瞟了一眼眼前的兒子,裴度自然是將他的惶恐,興奮和不解都看在了眼裡,隨即便撿重要的跟裴林說了一下。
“哦,若那人是真的有如此本事,那真的是大唐之幸了!”聽了父親的話,裴林也是能聽出來對方裴度口中的李安之還是有些厲害的,但是仍舊不明白,裴度跟自己說這些有什麽用。畢竟自己不是什麽女兒家,總不能拿來聯姻吧!說完又是瞟了一眼自己的父親。
“嗯,的確如此,”裴度仍舊用他不鹹不淡的聲音說到:“此子今日讓宮中人給陛下稟告,說是有志於將自己從師傅那裡的所學進行傳授,而陛下也同意了,並且特地派了澧王前去旁聽。”
“哦?那到是好事,估計若是真的如此,天下人一定會趨之若鶩吧!”裴林聽了這話,心中一松,急忙說出了自己的心中所想。
“唉,”聽到自己這個兒子居然將這件事說的如此輕描淡寫,裴度不知道應該說是幸運還是不幸,接著,頓了頓裴度說到:“這種事情怎麽能讓天下人先學了去。不說若是真的有大能之術會造成天下大亂,若是那小子只是個幸運的登徒子,到時候一但事情敗露,讓上邊臉面何存?”

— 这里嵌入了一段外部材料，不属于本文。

PR #871, opened 2023-10-12
chore: add instance_refresh, al2023 to github-runners

dudymas:
## what

- add `instance_refresh` and `launch_template_version` to `github-runners`
- support al2023
- remove `ecr-login` configuration from user-data.sh

## why

- make it less click-ops to update github runner versions
- node20 requires newer glibc, so updating to al2023 and installing `libicu` solves that requirement
- the `ecr-login` configuration does not support docker login due to [PR 315](https://github.com/awslabs/amazon-ecr-credential-helper/pull/315)
- the `ecr-login` configuration cannot use [environment credential
sources](https://github.com/awslabs/amazon-ecr-credential-helper/issues/181)
- README has been updated for `github-runners` to explain the most flexible
usage of this component with ECR


milldr (dismissed):

Nuru (dismissed):
Do not ignore launch template version. If `instance_refresh` is true and `launch_template_version = "$Latest"`, configure `launch_template_version` to use the `latest_version` attribute of the `aws_launch_template` resource.

Add the ability to set `instance_refresh.triggers`.

Set appropriate options for instance refresh for GitHub Runners, such as `scale_in_protected_instances = "Refresh"`.

dudymas:
This looks like it's too stale and needs to be closed. Also, the runs-on component is a better fit for modern infra.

“額,的確如此。”聽到裴度的一番分析,裴林也是恍然大悟,
於是也大腦開始飛速的運轉,既然不能讓天下人都去學,而陛下已經答應了要辦學的想法,而且已經敲定了澧王要參加,肯定不能讓這位大哥自己去學,再結合今天父親跟自己意味深長且莫名其妙的談話,答案似乎已經呼之欲出了。 “阿,阿耶,”裴林已經想到了結果,於是臉色有點尷尬和忐忑的看向了坐在上邊的裴度。

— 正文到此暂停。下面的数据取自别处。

PR #875, opened 2023-10-13
Variable names for `aurora-mysql`

milldr:
## what
- Corrected variable names for the `aurora-mysql` component

## why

“嗯,孺子可教!”看到裴林的表情,裴度也是在心中長舒了一口氣,看來自己這個兒子雖然紈絝了一些,但是還沒有到不可救藥的地步,所以他也是給裴林了一個堅定的眼神。
“哇,”得到了裴度確定的答案,裴林一個堂堂七尺男兒居然一下子哭了出來,說到:“父親,孩兒不想離開您啊,孩兒以後一定好好讀書,好好作詩,不再紈絝,還請父親不要把孩兒趕出府去啊!”

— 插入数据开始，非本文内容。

PR #1963, opened 2026-08-31
feat(connectors): add structured credential fields

ewen-poch:
## Summary

- add a shared Fields/Text editor for local environment variables and remote static headers
- bind each name directly to a device Credential and auto-select newly created Credentials
- preserve bulk text entry, validation, edit-time keep/replace/clear behavior, responsive layout, and translated copy

## Impact

- Historical compatibility: no migration is required; existing saved environment and header names, encrypted values, and keep/replace/clear behavior remain supported
- New state: adds only renderer-local `fields | text` view state; no shared or persisted enum is added
- Persistence: request shapes, database schema, IPC contracts, and stored Credential references are unchanged

## Test plan

- `npx vitest run src/renderer/src/pages/settings/ConnectorAddForm.render.test.tsx src/renderer/src/pages/settings/ConnectorNamedCredentialEditor.render.test.tsx src/renderer/src/i18n/resources.test.ts --silent=passed-only`
- `npm run typecheck:web`
- targeted ESLint for changed renderer files
- targeted Prettier check for changed renderer and locale files
- Hallmark 8-state visual review at desktop and 320px; no horizontal overflow


ewen-poch:
Addressed the review findings in 011fba3e:

- Field names are trimmed before source updates and credential-binding moves, so parser and binding keys stay canonical.
- Unbound credential selectors now receive an explicit empty value, preventing stale selections when rows are renamed or removed.
- Fields mode now surfaces validation for malformed non-empty-name source lines such as =secret and : value, while exact blank draft rows remain neutral during entry.

Focused verification: 899 renderer and i18n tests passed, along with web typecheck, targeted ESLint, Prettier, and diff checks.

“額,”看到這個兒子的表情,裴度剛剛升起的希望之火頓時被滅了個透心涼,這家夥居然以為自己是想用這種方法來將他趕出門。
“唉,我的兒,”裴度無奈的扶了扶額頭說到:“某看那滑州伯,雖然年輕,但是基本的能力還是有一些的,而且這次是陛下親自下令讓朝中官員三品以上的官員家的子嗣符合年齡的都要去,某家你大哥還要照看門楣,其他人還小,不讓你去讓誰去。”
“這,”在得到裴度不是讓自己掃地出門之後,裴林也是瞬間將自己的臉色恢復了之前正常的樣子,然後躬身說道:“那孩兒就準備一下去了,孩兒一定不會折辱了裴家的門面。”
“嗯,”裴度看了眼前的裴林一眼說到:“林兒,好好的!”
“是, 父親。”裴林看到裴度的眼睛裡突然閃過了一絲柔光,也是心中微動,隨即躬身離開。
與此同時,長安城中,許多高官家中的某位子嗣都被家中身居高位的父親叫過去考校了一番,隨即或喜或憂的心情便從這一座座豪宅中向著繁華的這座城市蔓延開來。
福安眯了眯自己的眼睛,頓了頓才想起來對面的這個奴婢是懿安皇后身旁的心腹。
“皇后娘娘請公公過去問話,”那奴婢朝著福安做了個福身後說到。
“哦,咱家咱家這就過去!”平常皇后要是想找自己的話,一般就隨便指派一個人過來就好了,這次卻是派了自己的心腹奴婢過來,難道?
福安不敢多想,隨即跟著那奴婢邊向著皇后的住所趕了過去。
“皇后娘娘!”進入宮中,福安向著坐在上首的懿安皇后做了個揖說到:“不知道皇后娘娘召喚過奴婢來是有什麽事情?”
“剛才,陛下怎麽說?”皇后靜靜的攪動著手裡的湯匙,問道福安。
“不知道娘娘問的是什麽事?”福安心中一冷,突然心中湧起了一股詫異,看來,剛才的事情,憲宗之前並沒有跟皇后通氣,所以,急於知道事情始末的懿安皇后才讓人將福安叫了過來。
“陛下剛才吩咐了一些朝中的事情,”福安也靜靜的回答著,而這個回答也是對皇后的試探,看看對方是不是對於剛才命令滑州伯的事情有什麽想法。
“哼哼,”聽到福安回答,懿安皇后冷笑了一聲說到:“你現在也敢試探本宮了嗎?”